───── Exercise input

PR #862, opened 2021-04-03
Valid html solution to disabling pagination links

mouse-reeve:
Uses a class to disable pagination links, rather than the `disabled` attribute (cc @arkhi )

In my screenreader (mac OSX VoiceOver), a disabled pagination link reads as plain text, and an active link reads as a link, which seems fine to me.

### DIFF
--- a/bookwyrm/static/css/format.css
+++ b/bookwyrm/static/css/format.css
@@ -25,14 +25,13 @@ html {
     min-width: 75% !important;
 }
 
-
 /* --- "disabled" for non-buttons --- */
 .is-disabled {
     background-color: #dbdbdb;
     border-color: #dbdbdb;
     box-shadow: none;
     color: #7a7a7a;
-    opacity: .5;
+    opacity: 0.5;
     cursor: not-allowed;
 }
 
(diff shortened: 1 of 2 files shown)


arkhi:
Thanks. :)

I am wondering if disabled elements should be read by screen readers at all. Maybe @rkingett or @Flameborn would have a better idea on this topic?

Flameborn:
The tricky part is figuring out whether the disabled element would add any meaningful information to the page.

For example, with pagination, if there is a *next page* link when there is only one page, hiding it might be a better idea than showing it with a disabled state, because when these controls are inactive, they do not convey any information, nor they can be interacted with.

Having, however, a book on the *read* shelf is meaningful information, even though the shelf selector is disabled.

*Aria-hidden* is also useful in a situation like this.

mouse-reeve:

──────────

Render the whole set of entries again, exactly as given.

PR #862, opened 2021-04-03
Valid html solution to disabling pagination links

mouse-reeve:
Uses a class to disable pagination links, rather than the `disabled` attribute (cc @arkhi )

In my screenreader (mac OSX VoiceOver), a disabled pagination link reads as plain text, and an active link reads as a link, which seems fine to me.

### DIFF
--- a/bookwyrm/static/css/format.css
+++ b/bookwyrm/static/css/format.css
@@ -25,14 +25,13 @@ html {
     min-width: 75% !important;
 }
 
-
 /* --- "disabled" for non-buttons --- */
 .is-disabled {
     background-color: #dbdbdb;
     border-color: #dbdbdb;
     box-shadow: none;
     color: #7a7a7a;
-    opacity: .5;
+    opacity: 0.5;
     cursor: not-allowed;
 }
 
(diff shortened: 1 of 2 files shown)


arkhi:
Thanks. :)

I am wondering if disabled elements should be read by screen readers at all. Maybe @rkingett or @Flameborn would have a better idea on this topic?

Flameborn:
The tricky part is figuring out whether the disabled element would add any meaningful information to the page.

For example, with pagination, if there is a *next page* link when there is only one page, hiding it might be a better idea than showing it with a disabled state, because when these controls are inactive, they do not convey any information, nor they can be interacted with.

Having, however, a book on the *read* shelf is meaningful information, even though the shelf selector is disabled.

*Aria-hidden* is also useful in a situation like this.

mouse-reeve:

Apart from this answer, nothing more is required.